ACTION ITEM »
An identical transcription of the records is required.

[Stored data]

- Opening Delimiter -

PR #60, opened 2017-06-28
Add hostname from Host header to http log

jgf:
This change adds the first 20 characters of the 'Host' header to the log. It helps when you try to find out to which applications the requests are sent.

A shortened example of a line in the logfile. The captured host name is highlighted:

Jun 28 14:26:15 localhost haproxy[4812]: 52.52.52.52:1337 [28/Jun/2017:14:25:45.357] https-in~ http-routers/node0 30008/0/0/7/30015 200 1442 - - ---- 3/3/2/2/0 0/0 **{api.cf.cf-hcp-wot.aw}** "GET /internal/bulk/apps?batch_size=500&format=fingerprint&token={} HTTP/1.1"

### DIFF
--- a/jobs/haproxy/templates/haproxy.config.erb
+++ b/jobs/haproxy/templates/haproxy.config.erb
@@ -77,6 +77,7 @@ end
 frontend http-in
     mode http
     bind <%= p("ha_proxy.binding_ip") %>:80
+    capture request header Host len 256
     default_backend http-routers
 <%
 if_p("ha_proxy.headers") do |headers|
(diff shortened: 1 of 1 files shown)


geofffranks:
Any reason for only limiting it to 20 characters vs 256?

jgf:
Good point. In our case we found out that 20 chars is long enough to find out which host is the target and we also didn't want to clutter the output too much. However I see the benefit of more (256) characters. It is  likely the better choice.

jgf:
We discussed this issue and came to the conclusion that capturing the full 256 chars is a good idea. Thanks for the input. I changed this pull request accordingly.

- Closing Delimiter -

WRITTEN RESPONSE »
PR #60, opened 2017-06-28
Add hostname from Host header to http log

jgf:
This change adds the first 20 characters of the 'Host' header to the log. It helps when you try to find out to which applications the requests are sent.

A shortened example of a line in the logfile. The captured host name is highlighted:

Jun 28 14:26:15 localhost haproxy[4812]: 52.52.52.52:1337 [28/Jun/2017:14:25:45.357] https-in~ http-routers/node0 30008/0/0/7/30015 200 1442 - - ---- 3/3/2/2/0 0/0 **{api.cf.cf-hcp-wot.aw}** "GET /internal/bulk/apps?batch_size=500&format=fingerprint&token={} HTTP/1.1"

### DIFF
--- a/jobs/haproxy/templates/haproxy.config.erb
+++ b/jobs/haproxy/templates/haproxy.config.erb
@@ -77,6 +77,7 @@ end
 frontend http-in
     mode http
     bind <%= p("ha_proxy.binding_ip") %>:80
+    capture request header Host len 256
     default_backend http-routers
 <%
 if_p("ha_proxy.headers") do |headers|
(diff shortened: 1 of 1 files shown)


geofffranks:
Any reason for only limiting it to 20 characters vs 256?

jgf:
Good point. In our case we found out that 20 chars is long enough to find out which host is the target and we also didn't want to clutter the output too much. However I see the benefit of more (256) characters. It is  likely the better choice.

jgf:
We discussed this issue and came to the conclusion that capturing the full 256 chars is a good idea. Thanks for the input. I changed this pull request accordingly.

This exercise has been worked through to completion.